To compare the levels of PlsEtn and PtdEtn between the genotypes, PlsEtn/apoE and PtdEtn/apoE molar ratios were evaluated. A significant decrease in PlsEtn/apoE molar ratio was seen in 10/20 molecular species when comparing ɛ4ɛ4 to ɛ3ɛ3, however when looking at PtdEtn/apoE this trend was not observed. In the case of PtdEtn/apoE, three species were found to be decreased while six were increased in ɛ4ɛ4 compared to ɛ3ɛ3. In total, a 29.5% reduction in PlsEtn/apoE molar ratio was seen in the apoɛ4ɛ4 group compared to apoɛ3ɛ3 (p = 0.007). A biological gradient was able to be seen when PlsEtn/apoɛ4ɛ4, PlsEtn/apoɛ3ɛ4, and PlsEtn/apoɛ3ɛ3 were compared and a negative correlation was found between lipid/apoE molar ratio and amount of ɛ4 alleles present (0, 1, or 2 in ɛ3ɛ3, ɛ3ɛ4, and ɛ4ɛ4, respectively).

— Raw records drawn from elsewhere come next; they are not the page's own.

PR #133, opened 2017-01-12
Fix scout stuck issue

Somotaw:
This works, but maybe not the right way to fix it? Comments welcome.

### DIFF
--- a/src/role_scout.js
+++ b/src/role_scout.js
@@ -115,11 +115,11 @@ roles.scout.execute = function(creep) {
           delete creep.memory.last; // Delete to reset stuckness.
         }
       }
-      if (search.path.length > 0) {
-        creep.move(creep.pos.getDirectionTo(search.path[0]));
-      } else {
-        creep.moveTo(targetPosObject);
-      }
+      //if (search.path.length > 0) {
+      //creep.move(creep.pos.getDirectionTo(search.path[0]));
+      //} else {
+      creep.moveTo(targetPosObject);
+      //}
       return true;
     }
     creep.say(creep.pos.getDirectionTo(search.path[0]));


TooAngel:
DCBOT: This repository is under [democratic collaboration](https://github.com/TooAngel/democratic-collaboration) and will be merged automatically.

Somotaw:
Nice bot is talking \o/

src/role_scout.js
```diff
@@ -115,11 +115,11 @@ roles.scout.execute = function(creep) {
           delete creep.memory.last; // Delete to reset stuckness.
         }
       }
-      if (search.path.length > 0) {
```
Nevrdid:
```
if (search.path.length === 0 || (search.incomplete && !search[1])) {
  creep.moveTo(targetPosObject);
} else {
  creep.move(creep.pos.getDirectionTo(search.path[0]));
}
```

src/role_scout.js
```diff
@@ -115,11 +115,11 @@ roles.scout.execute = function(creep) {
...
-        creep.move(creep.pos.getDirectionTo(search.path[0]));
-      } else {
-        creep.moveTo(targetPosObject);
-      }
+      //if (search.path.length > 0) {
+      //creep.move(creep.pos.getDirectionTo(search.path[0]));
+      //} else {
+      creep.moveTo(targetPosObject);
+      //}
```
Nevrdid: if (search.path.length === 0 || (search.incomplete && !search[1])) {
creep.moveTo(targetPosObject);
} else {
creep.move(creep.pos.getDirectionTo(search.path[0]));
}

TooAngel:
DCBOT: Code update recognized, countdown starts fresh.

TooAngel:
DCBOT: Code update recognized, countdown starts fresh.

TooAngel:
I don't have a good solution for this.

My opinion on this. I think a `PathFinder` with `range > 0` config returns always `incomplete`. Not tested well but I run into something like that a couple of times.
So the proper fix should start there, they code you are editing is only the backup case. Maybe there is also a better solution for the actual move, instead of `RoomPosition(25, 25)`

TooAngel:

Somotaw:
incomplete - If the pathfinder fails to find a complete path, this will be true. Note that `path` will still be populated with a partial path which represents the closest path it could find given the search parameters.

So we should remove if path incomplete from the if?

TooAngel:
> incomplete - If the pathfinder fails to find a complete path, this will be true. Note that path will still be populated with a partial path which represents the closest path it could find given the search parameters.

If I configure the PathFinder with a range, will it always say incomplete. Because the path is not calculated until the end? I got the impression in this case.

Somotaw:
range number
Range to pos before goal is considered reached. The default is 0.

So if at range 20 goal should be considered reached ok. but that means that if its tryong to move OUT of a room it will consider path incomplete when getting close to the edge :)

Somotaw:
somehow related to code changing the memory.search.target I'm guessing

TooAngel:
So when I working on it. I got the impression that the scout will always run into the backup case and not use the PathFinder properly. We can do your quick fix, I'm fine with it. But I think the PathFinder should work proper and we really have to address only the special cases.

Somotaw:
I dont want to do the quick and easy fix, tryign to find culprit :D

TooAngel:
DCBOT: Code update recognized, countdown starts fresh.

TooAngel:
DCBOT: Code update recognized, countdown starts fresh.

TooAngel:
DCBOT: Code update recognized, countdown starts fresh.

TooAngel:
DCBOT: Code update recognized, countdown starts fresh.

src/role_scout.js
Somotaw: Why do we want it to use the path is the pat his incomplete, the built path will be ov no use it it doesnt reach all the way?
 if (search.path.length > 0)

 seems of no use to us when path is inclomplete here 

if (search.incomplete || search.path.length === 0 || (creep.inBase() && creep.room.memory.misplacedSpawn)) {

Somotaw: since pathfinder will return a path even though it cannor reach target path length will almost always be above 0

Somotaw: So we cant chekc for path length, we have to check for last path position = target?

TooAngel:
DCBOT: Removing WIP label, the title is not prefixed with [WIP]

TooAngel:
DCBOT: Removing WIP label, the title is not prefixed with [WIP]

TooAngel:
DCBOT: A new review, yeah.

    Votes: 218/287
    Coefficient: 0.759581881533
    Hours to merge: -13
    Age in hours: 22

PR #175, opened 2017-01-25
[WIP] Fix scout stuck issue

Somotaw:
This is technically an issue with the new costmatrix branch as ignore creeps is set to true instead of false as method and the proper check is commented out + wrong, which I fix here, need to make sure to merge this correctly when applying costmatrixbranch.

We should have this even wtihout the costmatrix cause this is how we get it WAI

### DIFF
--- a/src/role_scout.js
+++ b/src/role_scout.js
@@ -91,7 +91,7 @@ roles.scout.execute = function(creep) {
       search = PathFinder.search(
         creep.pos, {
           pos: targetPosObject,
-          range: 20
+          range: 25
         }, {
           roomCallback: creep.room.getAvoids(creep.room, {
             pos: targetPosObject,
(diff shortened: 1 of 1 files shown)


TooAngel:
DCBOT: 
This repository is under [democratic collaboration](https://github.com/TooAngel/democratic-collaboration) and will be merged automatically.

The merge decision is based on the outcome of the reviews:
 - `Approve` add the reviewer value (number of commits) to the `metric`
 - `Request changes` substract the reviewer value from the `metric`

 The merge will happen after `(1 - metric/total.votes) * (5 + pull_request.commits * 5))` calculated from the last code change.

Please review the PR to make a good democratic decision.

Summoning some reviewers:
 - @TooAngel: Some warm words would be nice
 - @Nevrdid: Please look at the code
 - @WhiteHalmos: Not sure why you are here

Somotaw:
In this case its the other way around, the scout gets blocked by for example sourcers mining on path and then blocks other creeps behind it

Somotaw:
also it only uses this when search is incomplete

Somotaw:
fixed that part so

Somotaw:
image
this room has the issue, sroucer at bottom left blocks scout and therefore carrys etc etc

TooAngel:
My idea was to use `getAvoid` or upcoming `moveToMy` which will avoid calculated creep / structure positions.

Best would be solving the underlying issue, so that we don't need the fallback.

It was also discussed if we just use the usual routing, and overwrite `memory.base` each time we use a new route.

Somotaw:
I like your idea :)

democratic-collaboration:

PR #179, opened 2017-01-25
Build terminal and labs next to extractor path.

Somotaw:


TooAngel:
DCBOT: 
This repository is under [democratic collaboration](https://github.com/TooAngel/democratic-collaboration) and will be merged automatically.

The merge decision is based on the outcome of the reviews:
 - `Approve` add the reviewer value (number of commits) to the `metric`
 - `Request changes` substract the reviewer value from the `metric`

 The merge will happen after `(1 - metric/total.votes) * (5 + pull_request.commits * 5))` calculated from the last code change.

Please review the PR to make a good democratic decision.

Summoning some reviewers:
 - @TooAngel: I just want to get this merged ASAP
 - @Nevrdid: Some warm words would be nice
 - @WhiteHalmos: A proper review is appreciated

Somotaw:
image

democratic-collaboration:
DCBOT: A new review, yeah.

    Votes: 78/302
    Coefficient: 0.258278145695
    Merging in 6 days 3 hours
    Age 1 days 7 hours

src/prototype_room_init.js
```diff
@@ -286,6 +310,8 @@ Room.prototype.setup = function() {
   });
   let paths_sorted = _.sortBy(paths_controller, sorter);
   let path = this.getMemoryPath(paths_sorted[paths_sorted.length - 1].name);
+  let pathLB = this.getMemoryPath(paths_controller[4].name);
```
TooAngel: Why `[4]`.

You can get the mineral path, by getting the id and use `pathStart-ID` path.

src/prototype_room_init.js
```diff
@@ -97,11 +133,6 @@ function setStructures(room, path, costMatrixBase) {
         costMatrixBase.set(structurePos.x, structurePos.y, config.layout.structureAvoid);
         continue;
       }
-      if (room.memory.position.structure.lab.length < CONTROLLER_STRUCTURES.lab[8]) {
-        room.memory.position.structure.lab.push(structurePos);
-        costMatrixBase.set(structurePos.x, structurePos.y, config.layout.structureAvoid);
-        continue;
-      }
```
TooAngel: I'm tending to keep this. You set the structures before, so nothing should happen here.

If the mineral path is too short or whatever, it would place the rest of the labs and terminal here.

src/prototype_room_init.js
```diff
@@ -63,6 +63,42 @@ Room.prototype.setTowerFiller = function() {
...
+  for (let pathI = path.length - 1; pathI > 0; pathI--) {
+    let pathPos = new RoomPosition(path[pathI].x, path[pathI].y, room.name);
+    let structurePosIterator = pathPos.findNearPosition();
+    for (let structurePos of structurePosIterator) {
+      if (room.memory.position.structure.lab.length < CONTROLLER_STRUCTURES.lab[8]) {
+        room.memory.position.structure.lab.push(structurePos);
+        costMatrixBase.set(structurePos.x, structurePos.y, config.layout.structureAvoid);
+        continue;
+      }
+      if (room.memory.position.structure.terminal.length < CONTROLLER_STRUCTURES.terminal[8]) {
```
TooAngel: Set terminal first, so that it is close to the `extractor` creep

src/prototype_room_init.js
```diff
@@ -63,6 +63,42 @@ Room.prototype.setTowerFiller = function() {
...
+      if (room.memory.position.structure.lab.length < CONTROLLER_STRUCTURES.lab[8] ||
+        room.memory.position.structure.terminal.length < CONTROLLER_STRUCTURES.terminal[8]) {
+        room.log('Structures not found: ' +
+          'lab: ' + room.memory.position.structure.lab.length + ' ' +
+          'terminal: ' + room.memory.position.structure.terminal.length
+        );
+        continue;
+      }
+      if (!room.memory.position.pathEnd) {
+        room.log('Room not completly build');
```
TooAngel: You will always get this error, because `setStructures` is called after this and `pathEnd` is set there

src/prototype_room_init.js
Somotaw: That would use more cpu wouln't it? we always generate path's in same order no?

src/prototype_room_init.js
Somotaw: hmm maybe, would need testing in rooms where space is cramped

src/prototype_room_init.js
Somotaw: I would rather have it closer to storage?

src/prototype_room_init.js
Somotaw: right, removing.

src/prototype_room_init.js
TooAngel: If you have a `!= 2` sources room it will not fit.

I tried to stay independent from as much as possible.

Somotaw: ahh thought we didn't settle 1 source rooms but I see what you mean.

src/prototype_room_init.js
TooAngel: I think it is better to get the mineral out of the extractor faster. If the terminal is close, the extractor creep would be more efficient.

Distribution can be optimized with more or other creeps.

src/prototype_room_init.js
TooAngel: If the path is not long enough if will be ignored. As seen in current rooms where the labs are missing.

src/prototype_room_init.js
TooAngel: we shouldn't. But I would also like to support different private server mods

Hällqvist et al were interested in investigating the relationship between APOE allele and how its function affects lipid biochemistry, with particular interest in ethanolamine plasmalogens due to their association with Alzheimer’s disease. They used samples from cognitively healthy individuals to ensure that any changes seen were not due to neurodegeneration but instead associated with the alleles present. Since APOE ɛ4 is associated with the greatest risk while APOE ɛ3 is the most common allele, they chose ɛ3ɛ3, ɛ3ɛ4, and ɛ4ɛ4 as the genotypes to study. A biological gradient was detected when evaluating the PlsEtn/apoE molar ratios where PlsEtn/apoɛ3ɛ3 was found to have the greatest molar ratio and PlsEtn/apoɛ4ɛ4 the lowest in 10 out of 20 species, however when looking at PtdEtn/apoE molar ratios, this trend was not found, indicating that there is lipid specificity in the function of the different apoE isoforms since they are found to influence PlsEtn but not PtdEtn levels. One theory they had about this was that a possible mechanism for the increased risk of AD due to ɛ4ɛ4 is that this isoform is less able to restore PlsEtn deficiency in the brain that is known to occur in AD. Interestingly, when they compared PlsEtn/PtdEtn molar ratios in apoɛ4ɛ4 compared to apoɛ3ɛ3, the change detected is a similar extent to the difference between a brain with AD and a control brain. Further work looking into the protective effects of ɛ2 and any relationship with PlsEtn levels, in particular whether they remain the same as what was seen in apoɛ3ɛ3 or if they are greater than these levels, would be very interesting. Additional work that allows us to better understand the mechanisms behind each isoform and how they influence PlsEtn levels could be helpful in understanding Alzheimer’s disease and other potential treatments.